2021 railway crash in the United Kingdom

On 13 March 2021, a Class 507 train operated by Merseyrail collided with the buffer stops at Kirkby railway station in Merseyside, England. The train had passed the start of the 15 mph speed restriction for the station whilst coasting at 41 mph. The driver later applied the emergency brakes, but the train still collided with the buffer stop at 29 mph.

The only person injured was the driver of the train, Phillip Hollis, who was found to have been distracted by using his mobile phone before the crash. He was dismissed from Merseyrail and later prosecuted, pleading guilty to a charge of endangering the safety of people on the railway, for which he received a 12-month suspended sentence. The Rail Accident Investigation Branch investigated the accident and made recommendations including researching systems to measure driver alertness and further assessing the risk of buffer stop collisions on the Merseyrail network.

==Background==
The station at Kirkby opened on 20 November 1848 as part of the Liverpool and Bury Railway, which had been authorised on 31 July 1845 between Liverpool and Bolton. In 1977, the then-British Rail line was split at Kirkby, with Merseyrail trains running from Liverpool and British Rail trains from Wigan. At the time of the accident, buffer stops were located on the end of each line, with a passenger walkway between the two. Through-running at Kirkby was restored in 2023, when the Merseyrail line was extended to the new Headbolt Lane station.

The train involved consisted of six cars, formed from two three-car Class 507 EMUs coupled together. It was operating 2K48, the 18:35 Merseyrail service from to Kirkby, with 12 passengers and two crew onboard.
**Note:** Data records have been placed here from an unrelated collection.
PR #2583, opened 2026-09-18
test(e2e): count the composer limit in utf-16 units like the app

secondl1ght:
## Summary

The `e2e-test` workflow has failed on every push to `dev` since #2564 landed on 2026-09-16 (fourteen runs, the same assertion each time):

```
posts › can post with emojis
AssertionError: expected '44/2000' to equal '42/2000'
    at Context.eval (webpack:///./support/posts.ts:52:38)
```

#2564 deliberately made the composer counter measure the length the limit enforces (UTF-16 units, `getEnforcedCharacterCount`), so an emoji now counts as two. The `createQuickPost` and `createQuickPostWithImage` helpers still derived the expected counter text from the code-point length (`Array.from(postContent).length`), while `createPostFromDialog` already used `postContent.length`.

- Align the two quick-post helpers with `createPostFromDialog` (`postContent.length`) and say why in the comment.
- Drop the unused code-point constant in the emoji test.

Unblocks cutting the next release from `dev` (`docs/release.md` requires e2e green on the commits being shipped).

## Verification

- [x] `npm run typecheck` (root `tsconfig` includes `cypress/**`) and `prettier --check` on both files
- [ ] `npm run lint`: ESLint ignores `cypress/**`, nothing to run
- [ ] `npm test`: no unit test touched
- [ ] `npm run test:e2e`: not run, it needs the full pubky-stack and the workflow could not be dispatched from this session (403). It does not run on pull requests either. To see it green before merging, dispatch **e2e-test** on this branch from the Actions tab; otherwise it runs on the push to `dev` after merge.

## Callouts

- Cypress specs are QA-owned (`AGENTS.md`). This edit was requested by the release owner to unblock the release, and QA is being informed separately.
- No VRT surface, ADR, `DB_VERSION`, `src/config/*` limit or convention change.

PR #2577, opened 2026-09-18
fix(posts): prompt sign-in when a write fails on an expired session

talosmachina:
Closes #2555

## Summary

A write the homeserver rejects as unauthenticated was reported as a retryable failure, so the user retried a write that cannot succeed until the session is re-established. The classification already exists (`requiresLogin`, true for `UNAUTHORIZED` and `SESSION_EXPIRED`) and the profile form already acts on it; these paths dropped the code.

The failure presentation now checks `isAppError(error) && requiresLogin(error)` and shows the profile form's copy, `Session expired. Please sign in.`, on the paths the issue names, plus the collection-creation and inline-image paths approved as a follow-up expansion:

- `src/hooks/usePost/usePost.tsx` `showCommitErrorToast` - post, reply and repost (one shared `showSessionExpiredToast` helper).
- `src/hooks/usePost/usePost.tsx` `edit` - the edit path has its own catch.
- `src/hooks/useEditCollection/useEditCollection.ts` `submit` - the collection edit path.
- `src/hooks/useCreateCollection/useCreateCollection.ts` `submit` - collection creation.
- `src/hooks/useInlineImageUpload/useInlineImageUpload.ts` `runUpload` - inline images in article editing.
- `src/core/controllers/post/post.ts` `commitCreateCollection` and `commitEditCollection` - the cover-upload catch no longer flattens `UNAUTHORIZED`/`SESSION_EXPIRED` into `Validation/INVALID_INPUT`, so the auth classification survives to the presentation layer. Size-limit, non-auth and `FORBIDDEN` behaviour is unchanged, and no other controller code was touched.

Unchanged: the 507 storage-quota warning, the image-size-limit copy, non-auth errors, and auth errors that do not require a sign-in (`FORBIDDEN`). Nothing here signs the user out, retries the write or re-establishes the session. On failure the draft, the attachments, the picked cover, the typed form values and the open dialog are left as they were, and the inline-image rejection keeps its tag so the global handler stays quiet (one toast, not two).

From the issue, reported in the 1.9.0 staging pass: "@piotr-iohk hit it in the composer ... typed a post, pressed Post, got `Error | Could not create post. Try again.`, the draft stayed and nothing published", and on prod "@SpontaneousOverthrow reports the same ... where 'relogin helped'". The same write-dead session showed `Unexpected error occurred.` on a collection title edit with the dialog staying open.

## Verification

[...]

PR #2584, opened 2026-09-18
Release 1.10.0

### LINKED ISSUE #2523: Feed stutters, jumps and cannot be scrolled past: pagination chains over a filtered region without progress

secondl1ght:
## Summary

- Release candidate for 1.10.0, cut from `dev`.
- Cut at `4adf112d` (`test(e2e): count the composer limit in utf-16 units like the app (#2583)`), the first `dev` head since #2564 whose e2e run can pass.
- `master` was merged into the branch right after the cut (`chore: merge master into release-1.10.0`, history only, no file changes). Same step as the 1.9.0 release (#2469): the `master`/`dev` merge-base is still at 1.8.0 because the v1.9.0 back-merge (#2560) was squashed, so a 1.10.0 bump alone would conflict with `master`'s 1.9.0 bump. With `master` as an ancestor the merge into `master` is clean.
- 33 commits over v1.9.0: 22 fixes, 2 features, 6 chores, 1 docs, 1 e2e spec fix, 1 squashed back-merge. Notable: #2552 stream pagination from Nexus cursors (closes #2523, #1569), #2486 local-first tag cache and viewport TTL (ADR 0020), #2474 viewer-aware follow state, #2358 undo for reposts and collection shares, #2577 sign-in prompt on expired session, #2579 visual feed skeleton, #2583 e2e counter assertion.
- The two commits on top of `dev` (`099c300c` merge of `master`, `8d52943e` version bump) are GPG-signed from the release owner's machine. The file diff against `dev` is the version bump only.

## Callouts

- No `DB_VERSION` bump and no Dexie index-map change.
- New `src/config` limits: `STREAM_LOAD_MAX_RAW_SCAN` and `TIMELINE_MAX_UNPRODUCTIVE_AUTO_LOADS` in `feed.ts` (#2552, a manual **Load more** after three unproductive auto-loads), tag cache constants in `tags.ts` (#2486).
- Adds ADR 0020 (#2486).
- VRT baselines were regenerated on `dev` by #2358 via the CI workflow; nothing regenerated here.
- VRT and e2e do not run on PRs. They run on push to `dev`; the runs for `4adf112d` are the ones that cover this candidate, since the branch adds no code changes on top of it: [VRT run](https://github.com/pubky/pubky-app/actions/runs/35378336024) (green), [e2e run](https://github.com/pubky/pubky-app/actions/runs/35378336332) (green).
- The red **Tests** run on `099c300c` was cancelled by the workflow's `cancel-in-progress` concurrency when the bump commit was pushed a minute later; the gatekeeper job reports cancelled shards as a failure. The run on `8d52943e` is green.

## Merge

- Merged with **Create a merge commit** as `58f83e13` (parents `e688c9e0`, `8d52943e`).
- Tagged `v1.10.0` (signed, annotated) on `58f83e13`; Docker Hub build succeeded: [run 35383995172](https://github.com/pubky/pubky-app/actions/runs/35383995172) (63 minutes, `linux/arm64` and `linux/amd64`, tags `v1.10.0` and `latest`).
- GitHub Release published: https://github.com/pubky/pubky-app/releases/tag/v1.10.0. The doc called this optional; #2586 makes it an explicit step.
- Back-merge #2585 landed on `dev` as `75b3dee1` through the merge queue, squashed (single parent), by decision of the release owner; the squash question is deferred. `master` and `dev` trees are identical at 1.10.0, but `master` keeps 9 history-only commits `dev` lacks, so the 1.11.0 release branch needs a `chore: merge master into release-1.11.0` commit before its version bump.

## Checklist (docs/release.md)

- [x] `dev` has the promised work
- [x] Branch `release-1.10.0` created from up-to-date `dev` and pushed
- [x] Draft PR opened: `release-1.10.0` → `master`
- [x] PR checks green (tests, build, code quality) on `8d52943e`
- [x] VRT green (`dev` run on `4adf112d`)
- [x] e2e green (`dev` run on `4adf112d`)
- [x] `package.json` (and `package-lock.json`) version bumped on the release branch and pushed (`8d52943e`, signed)
- [x] PR marked ready for review
- [x] Merged with **Create a merge commit** (`58f83e13`)
- [x] Annotated tag `v1.10.0` created on `master` and pushed (signed)
- [x] Docker Hub image build for the tag succeeded
- [x] GitHub Release `v1.10.0` published from the tag with generated notes
- [x] PR `master` → `dev` opened (#2585); only file change was the version bump; merged (squashed via the queue, trees identical)
- [x] Release branch deleted (by GitHub on merge)


talosmachina (commented):
**No findings.** Oversized release PR: `release-1.10.0` -> `master` for v1.10.0, cut from `dev` at `4adf112d` with `master` merged in and the version bumped. Reviewed `8d52943e`, oversized tier: the release deltas and every security-path file in the diff were read; the 435-file `dev` payload underneath was not re-read, each of its commits having been reviewed on `dev` already.

<details><summary>What I checked, and 4 candidates I ruled out</summary>

**Read in full**: `src/core/controllers/auth/auth.ts` (changed regions), `src/providers/ServiceWorkerRegistrationProvider/ServiceWorkerRegistrationProvider.tsx`, `src/app/layout.tsx`, `next.config.ts`, the four changed workflow files.

**Verified**
- Release delta: `git diff origin/dev..origin/release-1.10.0` is `package.json` / `package-lock.json` only, `1.9.0` -> `1.10.0` in both the root `version` and `packages[""]`, `lockfileVersion` untouched.
- No migration: `src/config/database.ts` (where `DB_VERSION` lives) and `src/core/database/**` are absent from the diff, so neither the Dexie version nor an index map moved. The "no `DB_VERSION` bump" callout holds.
- Merge safety: `origin/master` is an ancestor of the branch, and `099c300c` (`chore: merge master into release-1.10.0`) introduces no tree change against its dev-side parent. Master-only changes since the merge-base are the `1.9.0` version lines, so a merge-commit merge brings the release tree and drops nothing already on `master`.
- No dependency or cross-repo contract change: only the `version` lines differ in `package.json`, so no `pubky-app-specs` shape moved in this PR.
- Gate jobs on `8d52943e` green: 5 vitest shards, Check Code Quality, NextJS build, preview image build (only the preview image push still pending at review time).
- Workflow bumps resolve: `actions/upload-artifact` v7, `actions/download-artifact` v8, `cypress-io/github-action` v7, `peter-evans/find-comment` v4, `google-github-actions/setup-gcloud` v3 all exist as releases.
- Auth: `logout` is bounded by a 5s race with local cleanup guaranteed, and `captureViewerSession()` aborts hydration/notification writes after a logout or account swap; both have new cases in `auth.test.ts`.
- `next.config.ts` `register: false` is backed by `ServiceWorkerRegistrationProvider`, mounted in `layout.tsx`, which calls `window.serwist.register()` with the rejection handled.

**Ruled out**
- *A missed `DB_VERSION`/index-map change*: proved by the diff file list, neither the config value nor the database module is touched.
- *Service worker never registers after `register: false`*: the provider is mounted in `layout.tsx` and registers off the same `window.serwist` global.
- *Artifact-action majors pointing at tags that do not exist*: checked against GitHub releases, all five resolve.
- *The `master` merge silently reverting `master`'s content*: `master` is an ancestor of the branch and the merge commit carries no tree change.

</details>

Merge confidence: 3/5, the oversized tier's ceiling: the 435-file `dev` payload was not re-read here, so this cannot go above the cap however clean the release deltas look.

infin1t3 (approved):

PR #2587, opened 2026-09-18
feat(auth): add pubky passport sign-in and sign-up

Orlandohub:
## Summary

Adds Pubky Passport ("Continue with Google") as a sign-up / sign-in method next to Pubky Ring. Passport is a hosted signer for the same `pubkyauth://` cookie flow Ring scans: the app opens `<passportUrl>/authorize#d=<encoded auth URL>` in a popup and keeps polling the HTTP relay; only the SDK `Session` authenticates, popup messages and callbacks are UI signals. Passport creates the identity and signs it up through Homegate for new Google accounts, so Passport users skip the fair-access step.

Surfaces (Figma "Pubky SHADCN" 41492-353324 / 354691, 41492-353120 / 353161, 41492-354461 / 357059):

- `/sign-in`: two-card desktop layout ("Sovereign & Secure" QR + "Quick & Easy") and labelled sections on mobile.
- New `/onboarding/join` step 1 ("Manage your own keys" vs "Continue with Google"); Join / "New here?" entry points route there when Passport is enabled.
- Landing page per design 41492-354461 / 357059: navbar = Learn · Explore · Sign in (desktop), hero = "Join now" + "Continue with Google", Learn / Explore as a mobile-only row under the hero, social links moved from the navbar to the hero footer beside the Synonym / Tether endorsement; footer copy per design.
- `/passport/return`: same-origin fallback callback page that relays the outcome to the opener and never signs anyone in.

Gating: new optional `PUBKY_RUNTIME_PASSPORT_URL` (no default in deployed mode, staging default in local dev). Passport requires HTTPS callbacks, so the buttons only render once `usePassportEligibility` resolves `enabled` after mount (HTTPS page); plain `npm run dev` hides them, redirects `/onboarding/join` to `/onboarding/human` and warns once. Use `npm run dev:https` locally. Production stays disabled until a real Google sign-up/sign-in is verified against the intended Passport + Homegate deployment.

Lifecycle guarantees in `usePassportAuth`:

- Re-entrancy guard; onboarding secrets reset at attempt start (abandoned browser keys never survive into a Passport identity).
- Popup opened synchronously; listener registered before navigation; outcome messages require exact Passport origin **and** popup source, type, version, outcome and message id; callback messages require app origin, popup source and the unpredictable attempt id.
- A validated `success` outcome is recorded, not treated as auth: popup closure after it does not cancel; only `error`, `cancel` or closure without success does.
- Wall-clock `PASSPORT_ATTEMPT_TIMEOUT_MS` bounds authorization only; it is cleared the moment the session is accepted so slow `initializeAuthenticatedSession` can never be timed out or misreported. `isPending` spans initialization; `onAttemptSettled` fires exactly once with `session | failed`.
- Stale attempts never initialise a session, cancel a newer flow or touch UI state.

Method switching on `/sign-in`: `AuthController.wrapAuthFlow` now takes ownership synchronously before `clearDatabase()` and rejects superseded starts as canceled (previously a slower Ring start could resume and cancel Passport, and superseded starts returned a dead URL). `useAuthUrl` has per-request guards: a cancelled current request expires the QR ("Click to reload"), an old request's cancellation is ignored. Ring actions are disabled while Passport is pending and the Ring request is regenerated exactly once on an explicit `failed` settle.

Out of scope (per plan review): `DialogSignIn` mobile sheet redesign, "Continue with Bitkit", the disabled "Continue with Apple" placeholder, grant-flow migration, direct-navigation (non-popup) mode.

## Verification

- [x] `npm run lint` and `npm run typecheck` (and `npm run format:check`)
- [x] Targeted: `npm test -- src/core/controllers/auth src/core/services/homeserver src/core/application/auth src/hooks/useAuthUrl src/hooks/usePassportAuth src/hooks/usePassportEligibility src/hooks/useJoinRoute src/hooks/useMobileAuth src/libs/passport src/libs/runtime-config src/config src/components/organisms/SignIn src/components/organisms/PassportMethodCard src/components/organisms/DialogSignIn src/components/organisms/Header src/components/molecules/ContinueWithPassport src/components/molecules/ActionButtons src/components/molecules/Home src/components/molecules/HeaderHome src/components/templates/Onboarding/Join src/components/templates/Auth src/components/templates/Public src/app/routes.test.ts src/providers/RouteGuardProvider` (28 files, 601 tests)
- [x] `npm run build` (new routes `/onboarding/join`, `/passport/return`)
- [ ] `npm run test:vrt` — not run locally (browsers not installed); baselines are CI-owned, see callout
- [ ] Manual on `npm run dev:https` against staging: fresh Google account → `/onboarding/profile`; existing → `/home`; persisted-session reload; cancel; popup closed before approval; approve and let Passport self-close before the relay answers; blocked popups; abandoned browser-key signup then Google. iOS Safari / Android Chrome popup-as-tab and callback fallback. Needs a real Google account; still to do.

## Callouts

- [ ] Touches a surface covered by a VRT (landing, onboarding header/step config) → baseline regeneration should be dispatched via **VRT Update Baselines** (no local baselines committed)
- New runtime config value `PUBKY_RUNTIME_PASSPORT_URL` documented in `docs/environment.md` and `.env.example`; staging deploy should set `https://passport.staging.pubky.app`. Please confirm with the Passport team that this staging host is the intended one and is registered with the staging Google OAuth client (found by probing; not documented in the Passport repo).
- `AuthController` imports the pure `createCanceledError` factory from `@/services/homeserver/error.utils` (no IO) so superseded starts reject with the one existing canceled-error shape.
- Mobile `/sign-in` keeps the existing primary "Authorize with Pubky Ring" button under the new "Sovereign & Secure" label; the Figma secondary Ring / Bitkit buttons are not adopted here (Bitkit out of scope).
- Passport users skip the Backup step (keys live in Google Drive via Passport), same as the Ring path today.

- [x] Invalidates a Cypress spec → flagged for QA here (not edited): `cypress/e2e/onboarding.cy.ts:168` asserts `[data-cy="explore-btn"]` is visible; the hero Explore button is now mobile-only (`md:hidden`), on desktop Explore lives in the navbar as `#header-explore-btn`.

## Screenshots

To be added from the `dev:https` run (desktop two-card sign-in, mobile sections, Join step, landing hero).


src/hooks/useJoinRoute/useJoinRoute.ts
```diff
@@ -0,0 +1,16 @@
...
+/**
+ * First sign-up step for every "Join" / "New here?" entry point.
+ *
+ * `/onboarding/join` (own keys vs Continue with Google) only exists when Pubky Passport can run on
+ * this page; otherwise, and while eligibility is still resolving, the classic fair-access step is
+ * the entry so a click never lands on a page that would immediately redirect.
+ */
+export function useJoinRoute(): ONBOARDING_ROUTES {
+  const eligibility = usePassportEligibility();
+  return eligibility === 'enabled' ? ONBOARDING_ROUTES.JOIN : ONBOARDING_ROUTES.HUMAN;
```
talosmachina, line 15: **<sub><sub>P1</sub></sub> Route the `/sign-in` header's "New here?" button through `useJoinRoute`**

This hook is documented as the first sign-up step for every "Join" / "New here?" entry point, but one of them still hardcodes the fair-access step: on `/sign-in` the header button pushes `ONBOARDING_ROUTES.HUMAN` (`src/components/molecules/HeaderButtonSignIn/HeaderButtonSignIn.tsx:15`). `/sign-in` is neither a core-explore nor a dynamic-public route, so `Header` falls through to `HeaderHome` (`src/components/organisms/Header/Header.tsx:72`), which renders that button with `isSignInPage` true. On a Passport-enabled deploy the click lands on `/onboarding/human`, which offers no "Continue with Google" and never redirects to `/onboarding/join`, so the user is pushed into the Ring-only sign-up this feature exists to skip.

Verified by: traced the pathname through `Header.tsx:72` and `HeaderHome.tsx:122`, confirmed `/onboarding/human` renders no Passport option in `Human.tsx`, and `HeaderButtonSignIn.test.tsx:86` asserts `push('/onboarding/human')` for that same pathname.

talosmachina (commented):
**1 finding** (1 P1). Adds "Continue with Google" (Pubky Passport) sign-in and sign-up across the landing hero, `/sign-in` and `/onboarding/join`. Reviewed `ef4de21`, oversized tier: full review on the Passport/auth paths only.

**Read in full**: `usePassportAuth.tsx`, `libs/passport/passport.ts`, `PassportReturn.tsx`, `config/passport.ts`, `usePassportEligibility.ts`, `useJoinRoute.ts`, `useAuthUrl.tsx`, `useMobileAuth.tsx`, `SignIn.tsx`, `Join.tsx`, `AuthController.wrapAuthFlow`, `HomeserverService.generatePassportAuthUrl`, `runtime-config.*`, `HeaderHome.tsx`, `Header.tsx`, `ActionButtons.tsx`

**Cross-repo contract checked** against `pubky-passport`: `authorizationOutcomeHandoff.ts`, `pubkyAuthUrls.ts`, `pubkyAuthRequestParser.ts`, `docs/integration.md`

**CI**: green (5 shards, quality, build, preview)

**Not read** (oversized tier): the ~55 test, snapshot, doc and image files, and the onboarding step routing outside the diff

**Ruled out**
- *A valid approval cancelled by the popup-close poll*: Passport posts the outcome and waits for the ack before closing, and `handleOutcome` records success before the closure check.
- *Message contract mismatch*: message/ack types and version, the once-encoded fragment, and the https same-origin callback rule all match the Passport implementation, including the cookie flow it accepts.
- *`wrapAuthFlow` ownership*: taken synchronously before `clearDatabase()`, and the only caller (`useAuthUrl`) handles the canceled error, so a superseded start cannot wipe the newer URL.
- *Timeout scope*: the 5 minute bound covers authorization only, which is intended; the approval loop checks `canceled` between polls, so `flow.free()` never runs mid-call.
- *Controller importing a service factory*: `createCanceledError` is pure, no IO.
- *Ring refetch on settle cancelling a user-started Ring flow*: `isRingLocked` keeps the Ring buttons disabled while an attempt is pending.
- *Cold reader*: the finding stood; it confirmed `Human.tsx` renders no Passport option and that nothing redirects `human` to `join`.

</details>

Merge confidence: 3/5, the oversized tier ceiling (the rest of the diff was not read) and the one P1.

src/hooks/useJoinRoute/useJoinRoute.ts
Orlandohub: Good catch, fixed in 34e8d3621: `HeaderButtonSignIn` now resolves the "New here?" destination through `useJoinRoute`, so on a Passport-enabled deploy it lands on `/onboarding/join` (fair-access step otherwise / while eligibility is pending). Added a test for the Join case. Checked the remaining `ONBOARDING_ROUTES.HUMAN` pushes: only `Scan.tsx` (missing invite code, go back) remains, which is not a sign-up entry point.

Orlandohub:
@talosmachina I've addressed your PR comments, can you review again and update your confidence score?

talosmachina (commented):
**Re-review of 34e8d36 after ef4de21.** 1 earlier finding: fixed. No new findings. Reviewed the 4-file delta (2 commits) fully.

<details><summary>What I checked in the delta, and what I ruled out</summary>

**Delta read in full**: `HeaderButtonSignIn.tsx`, `HeaderButtonSignIn.test.tsx`, `preview-deploy-service-file.yml`, `.github/workflows/build.yml`
**CI**: green (5 shards, quality, build, preview; only the image push still pending)

**Earlier finding (P1, `/sign-in` "New here?" button)**: fixed in `34e8d3621`. The button now resolves its destination through `useJoinRoute`, which returns `/onboarding/join` only on a resolved `enabled` eligibility and the fair-access step otherwise, so a Passport-enabled deploy no longer pushes users into the Ring-only step. The added test asserts the `/onboarding/join` push with eligibility enabled, and the existing `/onboarding/human` assertion still passes with the default.

**Ruled out**
- *Click before eligibility resolves*: `usePassportEligibility` returns `pending` for the first client render and `useJoinRoute` maps that to the fair-access step by design, so no click can land on a page that would immediately redirect.
- *Preview config enabling Passport*: `PUBKY_RUNTIME_PASSPORT_URL` points at the same staging signer as the staging homeserver already configured for previews, and previews are HTTPS, so the callback origin rule holds. Unset means the feature stays off.
- *Smoke-test env var*: the added export only mirrors the preview runtime config the boot test asserts against.

**Still not read** (oversized tier, unchanged since the first pass): the ~55 test, snapshot, doc and image files, and onboarding step routing outside the diff.

</details>

Merge confidence: 3/5, the oversized-tier ceiling on the unread remainder; the P1 is fixed and the delta is clean.

Orlandohub:
landing-hero

sign-in

sign-in-mobile

onboarding-join

passport-return

https://github.com/user-attachments/assets/7d91ea31-b82a-492f-9a8f-df01b87035c2

gillohner:
https://github.com/user-attachments/assets/f7c54d7a-5ee1-44cf-91f0-f1910d47911c

Should I be able to still use file upload/seedphrase when logging in with passport?

All of this will soon be moved into Passport anyway though, so this is fine to me.

talosmachina:
@gillohner Yes, both stay, and they are not really part of the signer.

`SignInPage` renders `SignInNavigation` unconditionally, so the recovery-phrase and encrypted-file (`.pkarr` upload) entries remain on `/sign-in` whether Passport is enabled or not. They call the app's own local restore paths (`AuthController.loginWithMnemonic` / `loginWithEncryptedFile`), while Passport is just another way to obtain a homeserver session for the same `pubkyauth://` request.

Only one auth flow owns the controller at a time, so the ordering is safe: completing a restore goes through `completeAuthenticatedSession`, which calls `cancelActiveAuthFlow()`, so a pending Passport attempt is cancelled (its relay wait rejects and `runAttempt` returns without initialising a session); starting Passport cancels a pending Ring flow the same way. No path leaves two sessions.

Both the train and the line were equipped with the Automatic Warning System (AWS) and Train Protection & Warning System (TPWS) safety systems. AWS magnets are located on the approach to certain line-side features, such as signs warning of upcoming speed restrictions. When the train passes over an activated on-track magnet, the AWS system provides the driver with an audible and visual alarm, which, on this class of train, automatically applies the brakes if not acknowledged within 2.5 seconds. TPWS provides, amongst other features, the Overspeed Sensor System (OSS), which can automatically stop a train if it passes over two on-track loop antennas above a certain speed. When a train passes over the first loop, an onboard timer is started; if the train then passes over the second loop within a set time, the system automatically applies the brakes. The distance between the two loops on the track determines the speed at which the train has to be travelling to trigger the system.

At the time of the accident, there was a set of OSS loops located around 300 m before Kirkby station to protect a change of speed restriction from 60 mph to 15 mph, with a trigger speed set to 53 mph. Another set of loops was located just before the buffer stops, set to trigger at 12.5 mph.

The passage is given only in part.